Despite India being largely self-sufficient in food-grain production and having welfare schemes, hunger, poverty, and malnutrition remain serious issues, with India ranking as one of the worst countries in the world in food security parameters. Due to unfulfilled previous demands, Indian farmers started another movement on February 13, 2024.
Farmers across Europe are urging EU officials to deal with farmers’ concerns over prices and bureaucratic rules that limit their ability to produce food and attain prosperity. The ongoing protests by farmers who have been taking to the streets and obstructing motorways and logistics hubs across Europe since January have brought attention to this tragic situation.

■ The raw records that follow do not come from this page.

PR #249, opened 2025-04-17
feat(controller) read DefaultResourceNamespace from the env variable

### LINKED ISSUE #191: read the DefaultResourceNamespace from the environment/k8s
Check if the default resource NS (kagent) is set in the k8s somewhere and use it where needed (instead of hardcoding it in the code).

bhupixb:
Fixes #191
- Reads the resource namespace from environment variable and removes hardcoded value from code.
- Update the helm deployment controller container to inject namespace as environment variable

### DIFF
--- a/go/controller/internal/httpserver/handlers/teams.go
+++ b/go/controller/internal/httpserver/handlers/teams.go
@@ -9,14 +9,12 @@ import (
 	"github.com/kagent-dev/kagent/go/controller/internal/autogen"
 	"github.com/kagent-dev/kagent/go/controller/internal/client_wrapper"
 	"github.com/kagent-dev/kagent/go/controller/internal/httpserver/errors"
+	common "github.com/kagent-dev/kagent/go/controller/internal/utils"
 	"k8s.io/apimachinery/pkg/types"
 
 	autogen_client "github.com/kagent-dev/kagent/go/autogen/client"
 	ctrllog "sigs.k8s.io/controller-runtime/pkg/log"
 )
-
-// DefaultResourceNamespace is the default namespace for resources
-const DefaultResourceNamespace = "kagent"
 
 // TeamsHandler handles team-related requests
 type TeamsHandler struct {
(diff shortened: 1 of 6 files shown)


go/controller/internal/httpserver/server.go
```diff
@@ -13,10 +14,17 @@ import (
 	ctrllog "sigs.k8s.io/controller-runtime/pkg/log"
 )
 
-const (
-	// Default namespace for resources
-	DefaultResourceNamespace = "kagent"
+// DefaultResourceNamespace is the default namespace for resources
+var DefaultResourceNamespace = getResourceNamespace()
 
+func getResourceNamespace() string {
```
peterj: I'd suggest putting this function into /utils folder and re-use it, instead of implementing it in two places.

bhupixb: Done

go/controller/internal/httpserver/handlers/teams.go
```diff
@@ -9,14 +9,15 @@ import (
...
+	common "github.com/kagent-dev/kagent/go/controller/internal/utils"
 	"k8s.io/apimachinery/pkg/types"
 
 	autogen_client "github.com/kagent-dev/kagent/go/autogen/client"
 	ctrllog "sigs.k8s.io/controller-runtime/pkg/log"
 )
 
 // DefaultResourceNamespace is the default namespace for resources
-const DefaultResourceNamespace = "kagent"
+var DefaultResourceNamespace = common.GetResourceNamespace()
```
EItanya: Why do we need this var at all anymore? Can't we just call `common.GetResourceNamespace()`?

go/controller/internal/httpserver/server.go
```diff
@@ -8,15 +8,16 @@ import (
...
 	"k8s.io/apimachinery/pkg/types"
 	"sigs.k8s.io/controller-runtime/pkg/client"
 	ctrllog "sigs.k8s.io/controller-runtime/pkg/log"
 )
 
-const (
-	// Default namespace for resources
-	DefaultResourceNamespace = "kagent"
+// DefaultResourceNamespace is the default namespace for resources
+var DefaultResourceNamespace = common.GetResourceNamespace()
```
EItanya: Same comment as above

EItanya (changes requested):

go/controller/internal/httpserver/handlers/teams.go
bhupixb: Addressed.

These are people who produce Europe’s food, whether conventionally or organically, on a small or medium scale. They stand united by a shared reality: they are fed up with spending their lives working incessantly without ever getting a decent income. Farmers have said they face falling sale prices, rising costs, heavy regulation, powerful and domineering retailers, debt, climate change, and cheap foreign imports all within an EU agricultural system based on the premise that “bigger is better.”.
In the United States of America, President Biden’s policies seem against the farmers. As a result, the plight of farmers has also escalated in recent years. Since the first day of President Biden’s term, America’s farmers, ranchers, and producers have come under constant attack through burdensome regulations, exacerbated by record inflation, high input costs, the politicization of crop protection tools, anti-energy initiatives, supply chain disruptions, and labor shortages.
Agriculture relies heavily on energy production, and these disastrous anti-American energy policies directly impact the farmers who feed and fuel the country. It is not just an issue related to energy. America’s farmers, ranchers, and landowners have come under regulatory assault on other fronts. The Waters of the United States (WOTUS) rule plunged rural communities into ambiguity and would cut off farmers’ access to their own land. The Environmental Protection Agency (EPA) has similarly sought to limit anti-pest medicines to curb damaging pests and diseases, increase yields while using fewer inputs, and implement critical conservation practices.
Even the food production system in Palestine, which has every possibility of being a land of milk and honey, is targeted by the Israeli Defence Forces. The Jewish colonial state has destroyed 80 percent of the fishing boats as the colonial power weaponized fishing on the Gaza coast as its starvation tactic against its colony, which is Palestine. Apart from destroying fishing boats, the Israeli Defence Forces admitted that they damaged croplands in the Gaza Strip by spraying herbicide.
From the above discussion, it is very much imminent that a farmers’ revolution may be triggered in different countries against state bodies. However, sporadic protests by the farmers are unlikely to be successful, as the state has always been in an advantageous position. For reducing the plights of the farmers, it is unity that may act as the key to the success of such movements.